◆ **WHAT TO DO**
Take the records below from their first line to the line with "problem? Please describe.**", and restate those lines word for word.

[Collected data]
☆ ☆ ☆

Issue #3224, opened 2024-03-06
FR: explain command


khionu:
**Is your feature request related to a problem? Please describe.**
As jj promotes a different mindset than will be familiar to most people who try it, it might be useful to have a `jj explain <ident>` command. Explanations would be a catch-all place to add in-depth documentation to help people understand various concepts and issues. This would be a place that deprecation reasonings could be outlined.

**Describe the solution you'd like**
- A directory added to the repo that contains text files, each its own explanation entry
- Each entry would be named in the pattern of `E000_short_description.txt`
- Each entry would start with a header that would contain:
  - The ID of the entry
  - A renderable short description
  - A list of links relevant to the evolution of the document (for tracking the history of the context)
- After the header, each entry would contain a plain text body with annotations for bold, italics, underline, and [links](https://gist.github.com/egmontkob/eb114294efbcd5adb1944c9f3cb5feda)
  - It's possible that variable interpolation may be useful, eg passing `--rev-a XX --rev-b YY` could allow examples to be filled in with commands that are ready for direct usage.

**Describe alternatives you've considered**
The most minimal implementation of this would infer the ID and short description from the file name, then use nothing but plain text, without annotations, for the body.

joyously:
Is this like #3130?

khionu:
Hrmm... maybe similar enough to where it could be implemented the same way? Maybe similar enough to be redundant? Though there is a distinction between docs and explanations.

Explanations would be more for providing nuance for specific contexts. An error might return a message long enough for a more experienced user, and say "run `jj explain E1234` for more details" to help those that haven't run into the error before.

mhammond:
> Is this like https://github.com/martinvonz/jj/pull/3130?

I think it's complimentary - the `<ident>` here is interesting. I just noticed in the cli:

> If the source became empty and both the source and destination had a non-empty description, you will be asked for the combined description. If either was empty, then the other
one will be used.
>
> If a working-copy commit gets abandoned, it will be given a new, empty commit. This is true in general; it is not specific to this command.

I can imagine, eg,

> You might be asked for a description - see 'jj docs edits-descriptions'
>
> The usual working-copy semantics apply - see 'jj docs edits-and-working-copy'

Something like this would make "help" be both more concise and informative.

joyously:
I don't see why we need more commands (`docs` or `explain`). Both Git and Breezy use `help` for commands and other topics which have pages of text (Git's are longer).

khionu:
[...]

PR #3130, opened 2024-02-24
wip: implement `jj docs` command

thoughtpolice:
This is a rudimentary approach to embedding docs in the binary. It uses `termimad` to render markdown into the terminal. It still needs a lot of work, but something like `jj docs FAQ` can in fact work right now.

Getting this in a submittable state probably isn't too much work, but polishing the docs so they look good will take a bit of effort.

Closes #1294.

If applicable:
- [ ] I have updated `CHANGELOG.md`
- [ ] I have updated the documentation (README.md, docs/, demos/)
- [ ] I have updated the config schema (cli/src/config-schema.json)
- [ ] I have added tests to cover my changes

PR #4630, opened 2024-10-13
help: Add a keyword feature

Grillo-0:
It would be nice to not need to go the documentation website. This aims to solve that by introducing the concept of categories to the help command.

Basically, categories are things that we want to add help messages to, but they don't necessarily have an associated subcommand.

For now we only have two categories:
	- `revsets`: Shows the docs for revsets
	- `tutorial`: Shows the tutorial that is on the documentation

You get the category content by tipping `jj help revsets`.

It would be nice to have all the documentation on the categories, maybe a next commit could do it.

# Checklist

If applicable:

### DIFF
--- a/CHANGELOG.md
+++ b/CHANGELOG.md
@@ -81,6 +81,10 @@ to [Semantic Versioning](https://semver.org/spec/v2.0.0.html).
 * New command `jj config unset` that unsets config values. For example,
   `jj config unset --user user.name`.
 
+* `jj help` now has the flag `--keyword` (shorthand `-k`), which can give help
+  for some keywords (e.g. `jj help -k revsets`). To see a list of the available
+  keywords you can do `jj help --help`.
+
 ### Fixed bugs
 
 * Error on `trunk()` revset resolution is now handled gracefully.
--- a/cli/src/commands/help.rs
+++ b/cli/src/commands/help.rs
@@ -12,6 +12,13 @@
 // See the License for the specific language governing permissions and
 // limitations under the License.
 
+use std::fmt::Write as _;
+use std::io::Write;
+
+use clap::builder::PossibleValue;
+use clap::builder::StyledStr;
+use crossterm::style::Stylize;
+use itertools::Itertools;
 use tracing::instrument;
 
 use crate::cli_util::CommandHelper;
@@ -24,14 +31,33 @@ use crate::ui::Ui;
 pub(crate) struct HelpArgs {
     /// Print help for the subcommand(s)
     pub(crate) command: Vec<String>,
+    /// Show help for keywords instead of commands
+    #[arg(
+        long,
+        short = 'k',
+        conflicts_with = "command",
+        value_parser = KEYWORDS
+            .iter()
+            .map(|k| PossibleValue::new(k.name).help(k.description))
+            .collect_vec()
+    )]
+    pub(crate) keyword: Option<String>,
 }
 
 #[instrument(skip_all)]
 pub(crate) fn cmd_help(
-    _ui: &mut Ui,
+    ui: &mut Ui,
     command: &CommandHelper,
     args: &HelpArgs,
 ) -> Result<(), CommandError> {
+    if let Some(name) = &args.keyword {
+        let keyword = find_keyword(name).expect("clap should check this with `value_parser`");
+        ui.request_pager();
+        write!(ui.stdout(), "{}", keyword.content)?;
+
+        return Ok(());
+    }
+
     let mut args_to_show_help = vec![command.app().get_name()];
     args_to_show_help.extend(args.command.iter().map(|s| s.as_str()));
     args_to_show_help.push("--help");
@@ -46,4 +72,53 @@ pub(crate) fn cmd_help(
         .expect_err("Clap library should return a DisplayHelp error in this context");
 
     Err(command_error::cli_error(help_err))
+}
+
+#[derive(Clone)]
+struct Keyword {
+    name: &'static str,
+    description: &'static str,
+    content: &'static str,
+}
+
+// TODO: Add all documentation to keywords
+//
+// Maybe adding some code to build.rs to find all the docs files and build the
+// `KEYWORDS` at compile time.
+//
+// It would be cool to follow the docs hierarchy somehow.
+//
+// One of the problems would be `config.md`, as it has the same name as a
+// subcommand.
+//
+// TODO: Find a way to render markdown using ANSI escape codes.
+//
+// Maybe we can steal some ideas from https://github.com/martinvonz/jj/pull/3130
+const KEYWORDS: &[Keyword] = &[
+    Keyword {
+        name: "revsets",
+        description: "A functional language for selecting a set of revision",
+        content: include_str!("../../../docs/revsets.md"),
+    },
+    Keyword {
+        name: "tutorial",
+        description: "Show a tutorial to get started with jj",
+        content: include_str!("../../../docs/tutorial.md"),
+    },
+];
+
+fn find_keyword(name: &str) -> Option<&Keyword> {
+    KEYWORDS.iter().find(|keyword| keyword.name == name)
+}
+
+pub fn show_keyword_hint_after_help() -> StyledStr {
+    let mut ret = StyledStr::new();
+    writeln!(
+        ret,
+        "{} list available keywords. Use {} to show help for one of these keywords.",
+        "'jj help --help'".bold(),
+        "'jj help -k'".bold(),
+    )
+    .unwrap();
+    ret
 }
--- a/cli/tests/test_help_command.rs
+++ b/cli/tests/test_help_command.rs
@@ -84,3 +84,62 @@ fn test_help() {
     For more information, try '--help'.
     "#);
 }
+
+#[test]
+fn test_help_keyword() {
+    let test_env = TestEnvironment::default();
+
+    // It should show help for a certain keyword if the `--keyword` flag is present
+    let help_cmd_stdout =
+        test_env.jj_cmd_success(test_env.env_root(), &["help", "--keyword", "revsets"]);
+    // It should be equal to the docs
+    assert_eq!(help_cmd_stdout, include_str!("../../docs/revsets.md"));
+
+    // It should show help for a certain keyword if the `-k` flag is present
+    let help_cmd_stdout = test_env.jj_cmd_success(test_env.env_root(), &["help", "-k", "revsets"]);
+    // It should be equal to the docs
+    assert_eq!(help_cmd_stdout, include_str!("../../docs/revsets.md"));
+
+    // It should give hints if a similar keyword is present
+    let help_cmd_stderr = test_env.jj_cmd_cli_error(test_env.env_root(), &["help", "-k", "rev"]);
+    insta::assert_snapshot!(help_cmd_stderr, @r#"
+    error: invalid value 'rev' for '--keyword <KEYWORD>'
+      [possible values: revsets, tutorial]
+
+      tip: a similar value exists: 'revsets'
+
+    For more information, try '--help'.
+    "#);
+
+    // It should give error with a hint if no similar keyword is found
+    let help_cmd_stderr =
+        test_env.jj_cmd_cli_error(test_env.env_root(), &["help", "-k", "<no-similar-keyword>"]);
+    insta::assert_snapshot!(help_cmd_stderr, @r#"
+    error: invalid value '<no-similar-keyword>' for '--keyword <KEYWORD>'
+      [possible values: revsets, tutorial]
+
+    For more information, try '--help'.
+    "#);
+
+    // The keyword flag with no argument should error with a hint
+    let help_cmd_stderr = test_env.jj_cmd_cli_error(test_env.env_root(), &["help", "-k"]);
+    insta::assert_snapshot!(help_cmd_stderr, @r#"
+    error: a value is required for '--keyword <KEYWORD>' but none was supplied
+      [possible values: revsets, tutorial]
+
+    For more information, try '--help'.
+    "#);
+
+    // It shouldn't show help for a certain keyword if the `--keyword` is not
+    // present
+    let help_cmd_stderr = test_env.jj_cmd_cli_error(test_env.env_root(), &["help", "revsets"]);
+    insta::assert_snapshot!(help_cmd_stderr, @r#"
+    error: unrecognized subcommand 'revsets'
+
+      tip: some similar subcommands exist: 'resolve', 'prev', 'restore', 'rebase', 'revert'
+
+    Usage: jj [OPTIONS] <COMMAND>
+
+    For more information, try '--help'.
+    "#);
+}
--- a/cli/src/commands/mod.rs
+++ b/cli/src/commands/mod.rs
@@ -73,6 +73,7 @@ use crate::ui::Ui;
 
 #[derive(clap::Parser, Clone, Debug)]
 #[command(disable_help_subcommand = true)]
+#[command(after_long_help = help::show_keyword_hint_after_help())]
 enum Command {
     Abandon(abandon::AbandonArgs),
     Backout(backout::BackoutArgs),
--- a/cli/tests/cli-reference@.md.snap
+++ b/cli/tests/cli-reference@.md.snap
@@ -113,6 +113,9 @@ To get started, see the tutorial at https://martinvonz.github.io/jj/latest/tutor
 
 **Usage:** `jj [OPTIONS] [COMMAND]`
 
+'jj help --help' list available keywords. Use 'jj help -k' to show help for one of these keywords.
+
+
 ###### **Subcommands:**
 
 * `abandon` — Abandon a revision
@@ -1215,11 +1218,22 @@ Set the URL of a Git remote
 
 Print this message or the help of the given subcommand(s)
 
-**Usage:** `jj help [COMMAND]...`
+**Usage:** `jj help [OPTIONS] [COMMAND]...`
 
 ###### **Arguments:**
 
 * `<COMMAND>` — Print help for the subcommand(s)
+
+###### **Options:**
+
+* `-k`, `--keyword <KEYWORD>` — Show help for keywords instead of commands
+
+  Possible values:
+  - `revsets`:
+    A functional language for selecting a set of revision
+  - `tutorial`:
+    Show a tutorial to get started with jj
+
 
 
 


joyously:
Is this associated with #3224?

cli/src/commands/help.rs
```diff
@@ -26,21 +31,99 @@ pub(crate) struct HelpArgs {
...
+        .get_subcommands()
+        .map(|cmd| cmd.get_name().len())
+        .max()
+        .unwrap();
+
+    let help_template_categories = format!(
+        "\x1b[1m\x1b[4mCategories:\x1b[0m\n{}",
+        &categories
+            .iter()
+            .map(|(&name, category)| format!(
```
yuja, line 102: Change `categories` to `Vec` or sort the `HashMap` here.

cli/src/commands/help.rs
```diff
@@ -26,21 +31,99 @@ pub(crate) struct HelpArgs {
...
+
+    let subcommand_max_len = command
+        .app()
+        .get_subcommands()
+        .map(|cmd| cmd.get_name().len())
+        .max()
+        .unwrap();
+
+    let help_template_categories = format!(
+        "\x1b[1m\x1b[4mCategories:\x1b[0m\n{}",
```
yuja, line 99: I think it's confusing to include `jj help <CATEGORY>` list in the `jj <COMMAND>` help. Maybe it can be listed in `jj help help`? Alternatively, the header can be renamed to "Help Categories" or something.

Grillo-0:
> Is this associated with #3224?

Oh! I didn't know about that! But yeah, I don't see why this couldn't be extended after to explain errors. This PR started from discussion on #4518: https://github.com/martinvonz/jj/pull/4518#discussion_r1784521735.

cli/src/commands/help.rs
Grillo-0: Yeah, I agree that now it's confusing, people may want to do `jj revsets`. But I don't think that putting in `jj help help`, for me, seems a little hidden. For now, I'm going to rename to "Help Categories".

Maybe, as I'm already changing the help template, I could but a `usage: jj help <CATEGORY>` and some text explaining what a category are?

cli/src/commands/help.rs
Grillo-0: Could you explain why?

Grillo-0: Oh, to sort the category names correctly?

yuja: and stabilize the output. We should add some test to capture the output.

Grillo-0: Added a test for that. I changed to an BTreeMap, this should do it.

cli/src/commands/help.rs
Grillo-0: For the moment, I just changed to "Help Categories". Now, I'm not so sure that going with the `jj help help` is all that bad.

I think this needs more discussion.

cli/src/commands/help.rs
```diff
@@ -26,21 +30,94 @@ pub(crate) struct HelpArgs {
...
 pub(crate) fn cmd_help(
-    _ui: &mut Ui,
+    ui: &mut Ui,
     command: &CommandHelper,
     args: &HelpArgs,
 ) -> Result<(), CommandError> {
+    // TODO: Add all documentation to categories
+    //
+    // Maybe adding some code to build.rs to find all the docs files and build the
+    // HashMap at compile time.
```
yuja, line 47: nit: `HashMap` -> `BTreeMap`

btw, it might make sense to extract the inner array as file-local `const CATEGORIES: &[Category] = ..`, and add helper function that constructs `help_template_categories`.

cli/src/commands/help.rs
```diff
@@ -26,21 +30,94 @@ pub(crate) struct HelpArgs {
     pub(crate) command: Vec<String>,
 }
 
+struct Category {
+    description: &'static str,
+    content: &'static str,
+}
```
yuja, line 36: nit: I would move this type after `cmd_help()` so `HelpArgs` is placed closer to the consumer function.

cli/src/commands/help.rs
```diff
@@ -26,21 +30,94 @@ pub(crate) struct HelpArgs {
...
+        (
+            "tutorial",
+            Category {
+                description: "Show a tutorial to get started with jj",
+                content: include_str!("../../../docs/tutorial.md"),
+            },
+        ),
+    ]);
+
+    if let Some(category) = categories.get(args.command.join(" ").as_str()) {
```
yuja, line 70: nit: it's probably better to check if `args.command.len() == 1` instead of concatenating `args`.
```rust
if let [name] = &*args.command {
    ...
}
```

cli/src/commands/help.rs
```diff
@@ -26,21 +30,94 @@ pub(crate) struct HelpArgs {
...
+        &categories
+            .iter()
+            .map(|(&name, category)| format!(
+                "{{tab}}\x1b[1m{:<width$}\x1b[0m{{tab}}{}",
+                name,
+                category.description,
+                width = subcommand_max_len
+            ))
+            .join("\n")
+    );
```
yuja, line 103: nit: do category stuff only if `args.command.is_empty()`? With the current implementation, it's not obvious that the categories list is inserted only to the top-level help.

cli/src/commands/help.rs
```diff
@@ -26,21 +30,94 @@ pub(crate) struct HelpArgs {
...
+
+    let help_template_after_categories = "\
+    \x1b[1m\x1b[4mOptions:\x1b[0m\n{options}
+    ";
+
     // TODO: `help log -- -r` will gives an cryptic error, ideally, it should state
     // that the subcommand `log -r` doesn't exist.
+    #[allow(clippy::uninlined_format_args)]
```
yuja, line 111: nit: any reason not to inline args? Maybe you can also use `.join("\n\n")` instead of `format!()`.

cli/tests/test_help_command.rs
```diff
@@ -84,3 +79,145 @@ fn test_help() {
...
+      sparse            Manage which paths from the working-copy commit are present in the working copy
+      split             Split a revision in two
+      squash            Move changes from a revision into another revision
+      status            Show high-level repo status [aliases: st]
+      tag               Manage tags
+      util              Infrequently used commands such as for generating shell completions
+      undo              Undo an operation (shortcut for `jj op undo`)
+      version           Display version information
+      workspace         Commands for working with workspaces
+
```
yuja, line 134: nit: is it intentional that we have two blank lines here?

cli/tests/test_help_command.rs
```diff
@@ -84,3 +79,145 @@ fn test_help() {
...
+      tag               Manage tags
+      util              Infrequently used commands such as for generating shell completions
+      undo              Undo an operation (shortcut for `jj op undo`)
+      version           Display version information
+      workspace         Commands for working with workspaces
+        
+
+    Help Categories:
+      revsets           Documentation about revsets
+      tutorial          Show a tutorial to get started with jj
```
yuja, line 138: I would move "Help Categories" to bottom because it's not related to the command.

I found the default template in clap source:
https://github.com/clap-rs/clap/blob/master/clap_builder/src/output/help_template.rs#L64

If we don't have to insert "Help Categories" here, maybe we can just use it?

cli/src/commands/help.rs
yuja: I agree about the discoverability. Let's try with "Help Categories" then.

cli/tests/test_help_command.rs
yuja: or `.after_long_help()`?
https://docs.rs/clap/latest/clap/struct.Command.html#method.after_long_help

cli/src/commands/help.rs
```diff
@@ -26,21 +30,94 @@ pub(crate) struct HelpArgs {
...
+    //
+    // It would be cool to follow the docs hierarchy somehow.
+    //
+    // One of the problems would be `config.md`, as it has the same name as a
+    // subcommand.
+    let categories = BTreeMap::from([
+        (
+            "revsets",
+            Category {
+                description: "Documentation about revsets",
```
joyously, line 57: How about an actual description?
"a functional language for selecting a set of revisions"

cli/tests/test_help_command.rs
```diff
@@ -84,3 +79,145 @@ fn test_help() {
...
+              Additional configuration options (can be repeated)
+
+      -h, --help
+              Print help (see a summary with '-h')
+
+      -V, --version
+              Print version
+    "#);
+
+    // Help command should work category commands
```
joyously, line 219: The comment "Help command should work category commands"
doesn't make sense.

cli/tests/test_help_command.rs
```diff
@@ -84,3 +79,145 @@ fn test_help() {
...
     "#);
 }
+
+#[test]
+fn test_help_category() {
+    let test_env = TestEnvironment::default();
+    // Now that we have a custom help output, capture it
+    let help_cmd_stdout = test_env.jj_cmd_success(test_env.env_root(), &["help"]);
+    insta::assert_snapshot!(help_cmd_stdout, @r#"
+    Jujutsu (An experimental VCS)
```
joyously, line 89: I think it's a bad idea to hard code the help output into the test.

yuja: It's not so bad because the snapshot can be updated relatively easily, but I would add some regex pattern to omit commands and options lists.
https://insta.rs/docs/filters/

thoughtpolice:
Related: https://github.com/martinvonz/jj/pull/3130 by me, which actually adds a `docs` subcommand that just includes *all* documentation from the website into the binary; it uses a terminal display library to make the markdown more readable. But I haven't had any time to really polish it and make it merge worthy.

I don't think it should block this or anything, just putting it out there. In the future I imagine some merger of these two ideas would occur, really.

cli/tests/test_help_command.rs
Grillo-0: Oh, actually no. It seems that `{subcommands}` comes with a `\n` at the end

cli/tests/test_help_command.rs
Grillo-0: Oh, much better

Grillo-0: One small thing. With `after_long_help` we can't use `{tab}`.

cli/tests/test_help_command.rs
Grillo-0: Ops, missed a "with"

cli/src/commands/help.rs
```diff
@@ -28,22 +32,98 @@ pub(crate) struct HelpArgs {
...
+    // It would be cool to follow the docs hierarchy somehow.
+    //
+    // One of the problems would be `config.md`, as it has the same name as a
+    // subcommand.
+    let categories = BTreeMap::from([
+        (
+            "revsets",
+            Category {
+                description: "A functional language for selecting a set of revision",
+                content: include_str!("../../../docs/revsets.md"),
```
martinvonz, line 53: I had hoped that we would be able to render the markdown in the terminal using ANSI escape codes somehow. I guess the source is fine to start with. Add a TODO about rendering it?

It's unfortunate that there are so many flavors of markdown and that we'll have to find something that's able to format the same markdown source as MkDocs is able to format for the website.

(Related to @thoughtpolice's PR-level comment)

yuja: OT: the markdown renderer could also be a template function so that user can do `markdown(description)`.

martinvonz: Interesting. So the raw template output (before formatting) would include color codes then? That seems a bit weird, but I guess it works (we don't escape escapes in the formatter input, do we?).

yuja: We do escapes. I assumed the renderer would emit labels, not ANSI escapes.

martinvonz: Ah, of course. Good idea.

cli/src/commands/help.rs
```diff
@@ -28,22 +32,98 @@ pub(crate) struct HelpArgs {
...
+
+    let subcommand_max_len = command
+        .app()
+        .get_subcommands()
+        .map(|cmd| cmd.get_name().len())
+        .max()
+        .unwrap();
+
+    let help_template_categories = format!(
+        "\x1b[1m\x1b[4mHelp Categories:\x1b[0m\n{}",
```
martinvonz, line 90: This is pretty hard to read. It's making the text bold, right? Can we use the formatter (`ui.stdout_formatter()`) instead? Then it will also respect `NO_COLOR` and `ui.color`.

cli/src/commands/help.rs
Grillo-0: Is that what you meant?

cli/src/commands/help.rs
Grillo-0: With my testing, it seems to work only on the first level, but I couldn't find a statement saying that it will, or will not, apply it recursively through the subcommands.

yuja: I don't think the template option applies recursively, but it's clearer if we do that explicitly.

Anyway, I would remove all templating stuff and just use `after_long_help`.

cli/src/commands/help.rs
Grillo-0: Wouldn't be better to use `ui.new_formatter()`?

cli/src/commands/help.rs
yuja: I meant something like:
```rust
const CATEGORIES: .. = &[
];

// will be embedded as #[command(after_long_help = help::format_categories_list())]
pub fn format_categories_list() -> String { // or clap's StyledStr?
    ...
}

// could be inilined
fn find_category(name) -> Option<&Category> {
    CATEGORIES.iter().find(..)
}
```

cli/src/commands/help.rs
martinvonz: Oh, you just want a string/bytes here? Yes, `ui.new_formatter()` is better then.

yuja: It's probably easier to use crossterm API (or clap's styling functions if available.) clap will strip ANSI escapes when color is disabled.
https://docs.rs/crossterm/latest/crossterm/style/trait.Stylize.html

cli/src/commands/help.rs
Grillo-0: Added a TODO for that, referencing #3130. I think that the work of @thoughtpolice has some great ideas. As he said, I also think that might be a future PR improving this with some of his ideas.

CHANGELOG.md
```diff
@@ -62,6 +62,8 @@ to [Semantic Versioning](https://semver.org/spec/v2.0.0.html).
 * Timestamp objects in templates now have `after(date) -> Boolean` and
   `before(date) -> Boolean` methods for comparing timestamps to other dates.
 
+* `jj help` now can give help for some categories, like `jj help revsets`.
```
joyously, line 65: I don't think that the categories should be at the first level of help, especially since some of the names will be the same as revset functions or template functions or even aliases.
If you look at Git, some commands are listed and at the bottom is
```
'git help -a' and 'git help -g' list available subcommands and some
concept guides. See 'git help <command>' or 'git help <concept>'
to read about a specific subcommand or concept.
See 'git help git' for an overview of the system.
```
If you look at Breezy, a few commands are listed and at the bottom is
```
  brz help init      more help on e.g. init command
  brz help commands  list all commands
  brz help topics    list all help topics
```

cli/src/commands/help.rs
```diff
@@ -42,8 +55,70 @@ pub(crate) fn cmd_help(
...
+        .find(|(cat_name, _)| *cat_name == name)
+        .map(|tuple| &tuple.1)
+}
+
+fn format_categories(command: &clap::Command) -> String {
+    let subcommand_max_len = command
+        .get_subcommands()
+        .map(|cmd| cmd.get_name().len())
+        .max()
+        .unwrap();
```
yuja, line 113: The `Categories`list doesn't have to be aligned with `Commands` list. I would use hard-coded width or max length of `cat_name`.

CHANGELOG.md
yuja: I don't have a strong opinion, but it seems also good to mention `jj help --help` or `jj help --list-categories` in the top-level help. Then, the categories list can be removed from the top-level help.

cli/src/commands/help.rs
```diff
@@ -42,8 +55,70 @@ pub(crate) fn cmd_help(
         .app()
         .clone()
         .subcommand_required(true)
+        .after_help(format_categories(command.app()))
```
yuja, line 58: I would move this to `enum Command` attribute so `jj --help` shows the identical content.

yuja (approved):
Thanks.

CHANGELOG.md
martinvonz: I don't have a strong opinion either, but we should probably decide before we add support for topics and add a top-level `jj help topics` about that. We should decide if we want `jj help topics` to be about the "topics" feature or if we want `jj help topics topics` to be for that.

yuja: I feel `jj help topics <TOPIC>` is too verbose. I prefer `jj help <--command|--topic> NAME..` (like `man [PAGE] NAME`) or `jj help <--topic=NAME|COMMAND..>` instead.

Grillo-0: I prefer the `--topic` flag too. Just to be clear, we prefer `topic` over `category`?

emilazy: I think “topic” is going to be really confusing once topics are a thing.

Grillo-0: Are topics different from categories? I'm a bit confused here XD

yuja: We're going to introduce "topic" branches concept.

`--category` sounds also good, but it's short form would conflict with `-c|--command` if we add it. Mercurial uses `-k|--keyword`.

Grillo-0: Ohhh, I see. Where can learn more about this feature?

I'm fine changing to `keyword` to have the flag.

joyously: Git uses `--g` for `guides`.

yuja: > Where can learn more about this feature?
https://github.com/martinvonz/jj/issues/3402

Grillo-0: I think `keyword` is more generic.

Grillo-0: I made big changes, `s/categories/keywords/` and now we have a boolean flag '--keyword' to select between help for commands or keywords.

☆ ☆ ☆

◆ **RESPONSE FOR THIS EXERCISE**
Issue #3224, opened 2024-03-06
FR: explain command


khionu:
**Is your feature request related to a problem? Please describe.**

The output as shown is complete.